When Daniel came to the end of his tale, outlining his fight with Macek the previous night, she exclaimed in horror.

‘My God! He was actually going to kill you?’

‘Yeah, and he very nearly did. I can’t believe I was so stupid as to fall for that old trick. I hadn’t really considered that they’d come gunning for me – though why not I can’t imagine. It’s quite possible that I got caught on one of their CCTV cameras at the house, but even if I didn’t, they were bound to put two and two together sooner or later. I mean, Katya doesn’t know anyone in this country – who else would be trying to help her?’

‘Pretty easy to follow you in that lorry of mine too,’ Fred commented.

‘Yeah, and the worst thing is, I think he might have been there a couple of nights before, but he got a taste of the dog that time, so he worked out a way to separate us, and I played along like a complete novice.’
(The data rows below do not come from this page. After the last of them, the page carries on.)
PR #4118, opened 2024-01-02
Compliance dashboard

sdess09:
https://github.com/porter-dev/porter/assets/37374498/da4a0a5f-4d98-4f3b-970a-49ac52df6c3a


sdess09:
> Minor nitpick: if someone has something enabled and then disables but doesn't apply the change, should that still be a pending change? Should we differentiate between pending enabled/disabled states?

Good point Ill try doing so

PR #4124, opened 2024-01-05
[POR-2186] DB Polish Part 1

ferozemohideen:
old:
image

new: 
image


jusrhee:
Can we make the cards flush on the left hand side

jusrhee (approved):

PR #4532, opened 2024-04-14
add standardDCSv2Family family

d-g-town:


portersupport (approved):

dashboard/src/components/azureUtils.ts
```diff
@@ -326,6 +326,30 @@ const AzureMachineTypeOptions: MachineTypeOption[] = [
       "westus3",
     ]),
   },
+  {
```
ferozemohideen, line 329: these aren't used anymore - we should delete this file tbh

PR #4544, opened 2024-04-16
dgtown/azure machines

d-g-town:
- **allow porter user override**
- **allow porter user override**
- **refactor useMachineTypeList**

### DIFF
--- a/dashboard/src/lib/hooks/useNodeGroups.ts
+++ b/dashboard/src/lib/hooks/useNodeGroups.ts
@@ -24,7 +24,7 @@ export const useMachineTypeList = ({
 }): TUseMachineTypeList => {
   const { availableMachineTypes } = useClusterFormContext();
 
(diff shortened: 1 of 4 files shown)


dashboard/src/lib/hooks/useNodeGroups.ts
```diff
@@ -0,0 +1,68 @@
...
+      }
+    },
+    {
+      enabled:
+        !!cloudProvider && !!cloudProviderCredentialIdentifier && !!region,
+    }
+  );
+
+  return {
+    machineTypes: machineTypes ?? [],
```
ferozemohideen, line 65: if you change the line above to 
```
const { data: machineTypes = [], isLoading } = useQuery(
```
then this can just be
```
return { machineTypes, isLoading}
```

ferozemohideen (approved):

‘We all make mistakes from time to time,’ Tom observed. ‘Don’t beat yourself up about it. But you’re right – this has gone far enough. It may take a day or two, but I can confidently predict that Mr Yousef Patrescu will be getting a rather unpleasant surprise before he’s very much older.’

‘And it can be done without involving Yelverton?’

‘I don’t see why not. There’ll no doubt be some friction about it when they find out, but we can live with that, especially if we can turn up some evidence of Naylor’s involvement. Now the girl, Katya, do you think she’s safe where she is, or should we bring her in?’

‘I think so.’ Daniel felt as though a huge weight were lifting from his shoulders. ‘If they knew where to find her, they’d have picked her up by now. I’m the only one who knows where she is, so if she keeps her head down and I stay away until it’s all over – so there’s no possible chance of leading anyone there – I can’t see any reason she should be in any danger. I’ll phone Hilary and warn her.’

‘Good.’ Tom closed his pocketbook. ‘I’ll set the wheels in motion, but don’t worry if you don’t hear from me for a day or two. It all takes time, as you know.’

‘Patrescu made a big mistake when he called you to help find the girl,’ Meg said to Daniel, getting up to pour more coffee. ‘From his point of view, he couldn’t have picked a worse person. But it was Katya’s lucky day, that’s for sure.’

‘It certainly was,’ Tom agreed. ‘Unfortunately, there are thousands like her who aren’t so lucky.’

Fred cleared his throat. ‘I think—’

They were never to find out what he thought, for at that moment Daniel’s mobile started to ring.

The number wasn’t familiar to him and – after apologizing to his hosts – he stepped out into the hall to take the call.

‘Daniel?’ A woman’s voice, the accent vaguely familiar.

‘Yes.’

‘It’s Sarah. At the vet’s.’

Daniel glanced at the grandfather clock in the corner of the lounge. It was almost eleven, and his heart started to thump heavily as an icy foreboding drained all the strength from his body.

As if from a distance, he heard himself say, in a surprisingly normal tone, ‘Hi, Sarah. Is anything wrong?’

‘I’m afraid there is. I’m sorry to ring you so late, but there’s a problem with Taz,’ she said, and suddenly Daniel couldn’t breathe.